Are you serious? Unbelievable! I'd be leaving voicemail for my boss - _"Yeah, Randy (cough, cough, sniff) I'm feeling really lousy (sniff, cough) think I need to take a couple of days, I mean a week to shake this.... would hate to come to work and make anyone else sick... (coughing fit ends the call)" _ Shootin' Time!!!!!!!!!!!!!!


----------



## Devoman (Oct 15, 2010)

All I can say is WOW!


----------



## newconvert (Dec 12, 2011)

Sharkman said:


> Are you serious? Unbelievable! I'd be leaving voicemail for my boss - _"Yeah, Randy (cough, cough, sniff) I'm feeling really lousy (sniff, cough) think I need to take a couple of days, I mean a week to shake this.... would hate to come to work and make anyone else sick... (coughing fit ends the call)" _ Shootin' Time!!!!!!!!!!!!!!


great! made me laugh................... great idea. thanks Sharky


----------



## newconvert (Dec 12, 2011)

Devoman said:


> All I can say is WOW!


i am still having trouble deciding which to shoot on every shot


----------



## Sharkman (Jan 15, 2012)

You're laughing because you've at least thought about it. Am I right? You ever describe a car as "looks like it's going fast when it's sitting still"? That seems to fit those shooters. High speed;low drag!


----------



## newconvert (Dec 12, 2011)

Sharkman said:


> You're laughing because you've at least thought about it. Am I right? You ever describe a car as "looks like it's going fast when it's sitting still"? That seems to fit those shooters. High speed;low drag!


to the first part, yes i have thought about it, i want to say one shoots better than the other, but for now all i can say is wow, high speed low drag works!


----------



## Devoman (Oct 15, 2010)

newconvert said:


> All I can say is WOW!


i am still having trouble deciding which to shoot on every shot
[/quote]

I would love to here what you think about the prototype shark, that caught my eye!


----------



## Knoll (Nov 10, 2011)

Think it's all been said above. All can say is ...... *KEWL!*
Oh yeah , good shootin to ya!


----------



## newconvert (Dec 12, 2011)

Devoman said:


> All I can say is WOW!


i am still having trouble deciding which to shoot on every shot
[/quote]

I would love to here what you think about the prototype shark, that caught my eye!
[/quote]thats easy, it is 1/2 balistic G10 (i am guessing) , it seems to be an auto aimer. what i mean by that is that it is so light, thin, has an excellent site picture, very open for quick view. from the first shot it aimed better for me. it could be the tubes on this one, but i really like it, i have only shot maybe 50 shots with it, it is a keeper, plus another thing i like is its thin enough to go in pocket. hope this helps


----------



## newconvert (Dec 12, 2011)

Knoll said:


> Think it's all been said above. All can say is ...... *KEWL!*
> Oh yeah , good shootin to ya!


thanks Knoll


----------



## Charles (Aug 26, 2010)

GREAT STUFF!!! Bill is a superb craftsman, a super shot, and on top of that he is just a [email protected] nice guy!!!!

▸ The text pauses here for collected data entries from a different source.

PR #462, opened 2023-02-16
Fix opt-in for Maven Failsafe plugin

### LINKED ISSUE #461: Opt-in for Maven Failsafe plugin is broken
`PluginWithFailsafeIntegrationTestsHook` was meant to be a way for plugins to opt-in to having their Maven Failsafe plugin tests executed, but the class is not marked as `abstract`. Since https://github.com/jenkinsci/plugin-compat-tester/blob/0838e05345e7d6333331a95dc5052e84cafbe130/src/main/java/org/jenkins/tools/test/model/hook/PluginCompatTesterHooks.java#L186 executes all non-abstract hooks, `PluginWithFailsafeIntegrationTestsHook` gets executed unconditionally, resulting in workarounds like https://github.com/jenkinsci/bom/blob/c72362731c98313189c04025c3b7bc181da4c121/pct.sh#L22-L25. The correct solution is to mark `PluginWithFailsafeIntegrationTestsHook` as abstract, which will allow the abovementioned workaround to be removed but will also like expose other plugins which should be explicitly opting into Failsafe but aren't.

basil:
Fixes #461. `PluginWithFailsafeIntegrationTestsHook` was meant to be a way for plugins to opt-in to having their Maven Failsafe plugin tests executed, but the class is not marked as `abstract`. Since https://github.com/jenkinsci/plugin-compat-tester/blob/0838e05345e7d6333331a95dc5052e84cafbe130/src/main/java/org/jenkins/tools/test/model/hook/PluginCompatTesterHooks.java#L186 executes all non-abstract hooks, `PluginWithFailsafeIntegrationTestsHook` gets executed unconditionally, resulting in workarounds like https://github.com/jenkinsci/bom/blob/c72362731c98313189c04025c3b7bc181da4c121/pct.sh#L22-L25. This PR solves the problem by marking `PluginWithFailsafeIntegrationTestsHook` as abstract, which allows the abovementioned workaround to be removed. That, in turn, exposed the fact that Dr Ullrich Hafner's plugins run their tests using a combination of Surefire and Failsafe, so to ensure the status quo is preserved I added a new hook to explicitly opt in to Failsafe for those plugins. And with that, https://github.com/jenkinsci/bom/pull/1764 now passes.

### DIFF
--- a/src/main/java/org/jenkins/tools/test/hook/AnalysisPomExecutionHook.java
+++ b/src/main/java/org/jenkins/tools/test/hook/AnalysisPomExecutionHook.java
@@ -1,0 +1,32 @@
+package org.jenkins.tools.test.hook;
+
+import java.util.Map;
+import java.util.Set;
+import org.jenkins.tools.test.model.PomData;
+
+/**
+ * Custom execution hook for plugins whose parent is {@code org.jvnet.hudson.plugins:analysis-pom}.
+ * These plugins use Maven Failsafe Plugin in their test suites.
+ */
+public class AnalysisPomExecutionHook extends PluginWithFailsafeIntegrationTestsHook {
+
+    private static final Set<String> ARTIFACT_IDS =
+            Set.of(
+                    "analysis-model-api",
+                    "bootstrap5-api",
+                    "checks-api",
+                    "echarts-api",
+                    "font-awesome-api",
+                    "forensics-api",
+                    "jquery3-api",
+                    "plugin-util-api",
+                    "popper2-api");
+
+    @Override
+    public boolean check(Map<String, Object> info) {
+        PomData data = (PomData) info.get("pomData");
+        return "io.jenkins.plugins".equals(data.groupId)
+                && ARTIFACT_IDS.contains(data.artifactId)
+                && "hpi".equals(data.getPackaging());
+    }
+}
--- a/src/main/java/org/jenkins/tools/test/hook/PluginWithFailsafeIntegrationTestsHook.java
+++ b/src/main/java/org/jenkins/tools/test/hook/PluginWithFailsafeIntegrationTestsHook.java
@@ -7,7 +7,8 @@ import java.util.List;
  * Workaround for those plugins with integration tests since they need execute the
  * failsafe:integration-test goal before execution.
  */
-public class PluginWithFailsafeIntegrationTestsHook extends PluginWithIntegrationTestsHook {
+public abstract class PluginWithFailsafeIntegrationTestsHook
+        extends PluginWithIntegrationTestsHook {
 
     @Override
     public Collection<String> getGoals() {


timja (approved):

src/main/java/org/jenkins/tools/test/hook/AnalysisPomExecutionHook.java
```diff
@@ -0,0 +1,32 @@
...
+
+import java.util.Map;
+import java.util.Set;
+import org.jenkins.tools.test.model.PomData;
+
+/**
+ * Custom execution hook for plugins whose parent is {@code org.jvnet.hudson.plugins:analysis-pom}.
+ * These plugins use Maven Failsafe Plugin in their test suites.
+ */
+public class AnalysisPomExecutionHook extends PluginWithFailsafeIntegrationTestsHook {
```
jtnord, line 11: We have no internal users of `PluginWithFailsafeIntegrationTestsHook` (nee `PluginWithFailsafeIntegrationTestsHook`)

And as implemented `PluginWithFailsafeIntegrationTestsHook` is incorrect as to be generic it should be executing `pre-integration-test` then `integration-test` and finally `post-integration-test`.

the `analysis-pom`'sUllis [configuration of failsafe](https://github.com/jenkinsci/analysis-pom-plugin/blob/eba7e94cb6b9fc1bc2af497359c4a378a7e337dd/pom.xml#L269-L287)  does not follow this generic nature as it is not spinning anything up.

Perhaps it is worth just removing `PluginWithFailsafeIntegrationTestsHook` and then inlining `getGoals` here in a way that is specific to Ulli's usage.
```suggestion
public class AnalysisPomExecutionHook extends PluginWithIntegrationTestsHook {
```

src/main/java/org/jenkins/tools/test/hook/AnalysisPomExecutionHook.java
```diff
@@ -0,0 +1,32 @@
...
+                    "plugin-util-api",
+                    "popper2-api");
+
+    @Override
+    public boolean check(Map<String, Object> info) {
+        PomData data = (PomData) info.get("pomData");
+        return "io.jenkins.plugins".equals(data.groupId)
+                && ARTIFACT_IDS.contains(data.artifactId)
+                && "hpi".equals(data.getPackaging());
+    }
```
jtnord, line 31:
```suggestion
    }

    @Override
    public Collection<String> getGoals() {
        return List.of("failsafe:integration-test");
    }
```

jtnord (approved):
> That, in turn, exposed the fact that Dr Ullrich Hafner's plugins run their tests using a combination of Surefire and Failsafe, so to ensure the status quo is preserved I added a new hook to explicitly opt in to Failsafe for those plugins. And with that, https://github.com/jenkinsci/bom/pull/1764 now passes.

Do you really want to do this.  the failsafe tests in

basil:
I am here to make it better, not to make it perfect. I am not going to do what was suggested.

PR #465, opened 2023-02-17
Clean up hooks subsystem

basil:
This PR cleans up the hooks subsystem by applying a deterministic order to hook execution (ordering hooks by class name) and by eliminating the confusing `Map<String, Object>` that was passed around from one method to the next in favor of value classes that are unique to each stage of hook execution. The value classes allow for type-safe setting and getting of values. In the future, we could probably clean up and simplify a lot of the value objects, but for now I kept a one-to-one correspondence between an entry in the old map and a field in the new value object to make reviewing easier. Altogether I think this makes it a lot easier to read and reason about the code. I actually understand it for the first time, at least. Hooks need to be adapted, but this is fairly straightforward and the examples in this PR should suffice to explain the general pattern. I tested this successfully in https://github.com/jenkinsci/bom/pull/1771.


jtnord (approved):
a great improvement

PR #470, opened 2023-02-28
Set `jth.jenkins-war.path` unconditionally when running tests

jtnord:
moves #468 onto an origin branch.


jtnord:
this causes a large amount of test failures as the megawar we use for testing is actually our product war which also contains other things - its not just `Jenkins` and some plugin in `/plugins` but customizes the web.xml and other things.
`JenkinsRule` (and `HudsonTestCase`) do not setup the classpath correctly - assuming that everything needed by the war is already in the surefire classpath.

on top of that there are a few other issues, but they may be fallouts of the above.

I'm seeing if I can quickly fix the issues, will continue tomorrow morning, however if not I would suggest we close this.

PR #478, opened 2023-02-28
Override `hpi-plugin.version` only if necessary

basil:


src/main/java/org/jenkins/tools/test/hook/HpiPluginHook.java
```diff
@@ -0,0 +1,72 @@
...
+    public void action(@NonNull BeforeExecutionContext context)
+            throws PluginCompatibilityTesterException {
+        context.getArgs().add("-Dhpi-plugin.version=3.37");
+    }
+
+    private static String getHpiPluginVersion(File pluginPath, MavenRunner runner)
+            throws PomExecutionException {
+        File log = new File(pluginPath, "hpi-plugin.log");
+        runner.run(
+                Map.of("expression", "hpi-plugin.version", "forceStdout", "true"),
```
jtnord, line 59: this will break if you have `MAVEN_ARGS` set (which you may want for various reasons.)
because `-q` is not actaually quiet if you have `--show-version`

rather this should be explocit in writing to a log file using `-Doutput` and the given output file.

jtnord (changes requested):

src/main/java/org/jenkins/tools/test/hook/HpiPluginHook.java
basil: I am not going to do this.

This code is equivalent to what is already in this repository in `PluginCompatTester#getMavenModule` and `MultiParentCompileHook#isSnapshotMultiParentPlugin`.

I am here to make it better, not to make it perfect.

In addition, I am here to listen to suggestions from people who contribute working code to the repository in question.

basil:
Rebased on top of the changes introduced in #480

jtnord (approved):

Now, go wear out some bands!!!!

Cheers ...... Charles


----------



## newconvert (Dec 12, 2011)

Charles said:


> GREAT STUFF!!! Bill is a superb craftsman, a super shot, and on top of that he is just a [email protected] nice guy!!!!
> 
> Now, go wear out some bands!!!!
> 
> Cheers ...... Charles


yes sir, actually Charles i have been waiting for these to do just that, wear out ome bands


----------



## Danny0663 (Mar 15, 2011)

Thats way awesome man!
Awesome frames from Bill, as always









*/Is jealous to the max!*

Have fun!


----------



## e~shot (Jun 3, 2010)

all looks great, specially the Black Seal Sniper & Ring Shooter









BTW, who is Bill Hays ?


----------



## newconvert (Dec 12, 2011)

Danny0663 said:


> all looks great, specially the Black Seal Sniper & Ring Shooter
> 
> 
> 
> ...


crazy Irfan................. hear that Bill? actually they are all pretty nice, i really dont know which is my fav? they all have different qualities.


----------



## e~shot (Jun 3, 2010)

ahhaahaha,

Seal Sniper looks really *TACTICAL*, look at the texture near thumb rest, topnotch craftsmanship.

Are you sending any of these to your son ?


----------



## newconvert (Dec 12, 2011)

i just sent him the aluminum frame Henry made for him, and the PFS Seawnr5 made for me, he said he will be taking it into the field tomorrow. the texture on the sniper really does help with stability, but the Shark also has the texturing on the sides, the Scorpion fits like a pair of gloves, and the little ring finger shooter is just right, the thing that impresses me most is that there are no sharp edges for discomfort.


----------



## filipino_saltik (Oct 7, 2011)

That was way tooooooo cool. I see some dead cans hehe


----------



## bootneck (Feb 20, 2011)

They look great, and what a nice surprise for you at the end, you're write up of waiting for the mail man had me laughing, i so know what you mean, my wife likes to sit and watch me open parcels and looks for any glimpse of excitement so i normally have to leave it a few day's to seem cool about it lol.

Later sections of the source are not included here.